[DATA LISTING]

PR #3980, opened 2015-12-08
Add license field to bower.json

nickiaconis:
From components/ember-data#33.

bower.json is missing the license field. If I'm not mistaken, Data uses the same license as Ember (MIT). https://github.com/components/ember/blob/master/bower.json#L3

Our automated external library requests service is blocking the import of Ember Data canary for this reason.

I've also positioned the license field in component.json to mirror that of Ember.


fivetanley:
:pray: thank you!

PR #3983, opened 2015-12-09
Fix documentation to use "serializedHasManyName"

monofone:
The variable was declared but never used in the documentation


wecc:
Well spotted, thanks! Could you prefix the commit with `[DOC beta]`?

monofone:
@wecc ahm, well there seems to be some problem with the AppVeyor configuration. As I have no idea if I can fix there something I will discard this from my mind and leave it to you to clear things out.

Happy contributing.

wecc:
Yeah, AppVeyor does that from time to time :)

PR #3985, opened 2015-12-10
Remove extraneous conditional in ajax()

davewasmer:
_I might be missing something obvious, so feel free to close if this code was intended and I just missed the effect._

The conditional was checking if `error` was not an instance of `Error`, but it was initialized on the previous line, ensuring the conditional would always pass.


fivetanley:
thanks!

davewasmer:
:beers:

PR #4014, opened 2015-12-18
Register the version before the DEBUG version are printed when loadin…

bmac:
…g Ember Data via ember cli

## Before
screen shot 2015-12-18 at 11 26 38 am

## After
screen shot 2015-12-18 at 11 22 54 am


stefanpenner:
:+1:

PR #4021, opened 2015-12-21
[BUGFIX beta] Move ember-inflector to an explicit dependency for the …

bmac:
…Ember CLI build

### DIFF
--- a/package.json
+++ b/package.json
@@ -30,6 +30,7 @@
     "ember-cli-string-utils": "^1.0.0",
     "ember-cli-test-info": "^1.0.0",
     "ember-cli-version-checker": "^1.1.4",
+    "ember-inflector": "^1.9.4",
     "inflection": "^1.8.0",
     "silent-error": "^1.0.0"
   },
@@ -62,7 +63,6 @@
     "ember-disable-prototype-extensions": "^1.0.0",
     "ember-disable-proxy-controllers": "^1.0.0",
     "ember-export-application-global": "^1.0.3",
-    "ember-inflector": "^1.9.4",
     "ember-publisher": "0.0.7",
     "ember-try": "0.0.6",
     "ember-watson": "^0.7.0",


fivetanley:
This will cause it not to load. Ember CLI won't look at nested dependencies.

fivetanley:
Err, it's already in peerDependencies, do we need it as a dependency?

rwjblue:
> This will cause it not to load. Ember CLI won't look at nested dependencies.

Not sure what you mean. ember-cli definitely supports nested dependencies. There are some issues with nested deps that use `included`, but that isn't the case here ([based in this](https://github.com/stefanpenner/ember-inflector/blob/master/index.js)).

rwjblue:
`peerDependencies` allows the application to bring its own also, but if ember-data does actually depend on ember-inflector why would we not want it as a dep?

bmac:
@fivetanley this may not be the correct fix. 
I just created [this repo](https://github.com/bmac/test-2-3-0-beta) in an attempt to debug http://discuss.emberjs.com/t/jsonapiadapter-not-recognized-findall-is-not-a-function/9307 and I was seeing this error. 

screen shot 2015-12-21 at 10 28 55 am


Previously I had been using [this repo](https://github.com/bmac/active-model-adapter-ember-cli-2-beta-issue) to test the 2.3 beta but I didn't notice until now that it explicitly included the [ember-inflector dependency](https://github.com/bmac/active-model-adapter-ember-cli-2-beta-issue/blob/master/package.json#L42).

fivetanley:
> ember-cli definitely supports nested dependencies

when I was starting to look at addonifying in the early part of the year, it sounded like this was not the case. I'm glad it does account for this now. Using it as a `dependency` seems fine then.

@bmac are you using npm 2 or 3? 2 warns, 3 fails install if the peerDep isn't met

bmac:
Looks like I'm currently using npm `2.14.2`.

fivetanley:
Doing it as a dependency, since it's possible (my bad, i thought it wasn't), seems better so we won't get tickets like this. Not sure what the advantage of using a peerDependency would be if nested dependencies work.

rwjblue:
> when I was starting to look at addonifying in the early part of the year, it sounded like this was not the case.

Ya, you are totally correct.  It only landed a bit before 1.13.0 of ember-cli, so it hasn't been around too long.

[/DATA LISTING]
[DATA LISTING]

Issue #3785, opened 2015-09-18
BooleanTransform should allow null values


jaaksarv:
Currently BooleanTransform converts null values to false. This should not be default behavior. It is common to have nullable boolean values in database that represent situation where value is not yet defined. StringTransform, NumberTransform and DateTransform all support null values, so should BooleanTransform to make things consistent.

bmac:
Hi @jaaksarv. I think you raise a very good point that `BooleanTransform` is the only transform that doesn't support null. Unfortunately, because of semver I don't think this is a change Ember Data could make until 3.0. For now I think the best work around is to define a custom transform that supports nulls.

[/DATA LISTING]

> WHAT YOU SHOULD DO: Look above for the line holding "via ember cli". Print it and every line after it, exactly, through the line holding "screen shot 2015-12-21 at 10 28 55 am".

> WRITTEN ANSWER:
…g Ember Data via ember cli

## Before
screen shot 2015-12-18 at 11 26 38 am

## After
screen shot 2015-12-18 at 11 22 54 am


stefanpenner:
:+1:

PR #4021, opened 2015-12-21
[BUGFIX beta] Move ember-inflector to an explicit dependency for the …

bmac:
…Ember CLI build

### DIFF
--- a/package.json
+++ b/package.json
@@ -30,6 +30,7 @@
     "ember-cli-string-utils": "^1.0.0",
     "ember-cli-test-info": "^1.0.0",
     "ember-cli-version-checker": "^1.1.4",
+    "ember-inflector": "^1.9.4",
     "inflection": "^1.8.0",
     "silent-error": "^1.0.0"
   },
@@ -62,7 +63,6 @@
     "ember-disable-prototype-extensions": "^1.0.0",
     "ember-disable-proxy-controllers": "^1.0.0",
     "ember-export-application-global": "^1.0.3",
-    "ember-inflector": "^1.9.4",
     "ember-publisher": "0.0.7",
     "ember-try": "0.0.6",
     "ember-watson": "^0.7.0",


fivetanley:
This will cause it not to load. Ember CLI won't look at nested dependencies.

fivetanley:
Err, it's already in peerDependencies, do we need it as a dependency?

rwjblue:
> This will cause it not to load. Ember CLI won't look at nested dependencies.

Not sure what you mean. ember-cli definitely supports nested dependencies. There are some issues with nested deps that use `included`, but that isn't the case here ([based in this](https://github.com/stefanpenner/ember-inflector/blob/master/index.js)).

rwjblue:
`peerDependencies` allows the application to bring its own also, but if ember-data does actually depend on ember-inflector why would we not want it as a dep?

bmac:
@fivetanley this may not be the correct fix. 
I just created [this repo](https://github.com/bmac/test-2-3-0-beta) in an attempt to debug http://discuss.emberjs.com/t/jsonapiadapter-not-recognized-findall-is-not-a-function/9307 and I was seeing this error. 

screen shot 2015-12-21 at 10 28 55 am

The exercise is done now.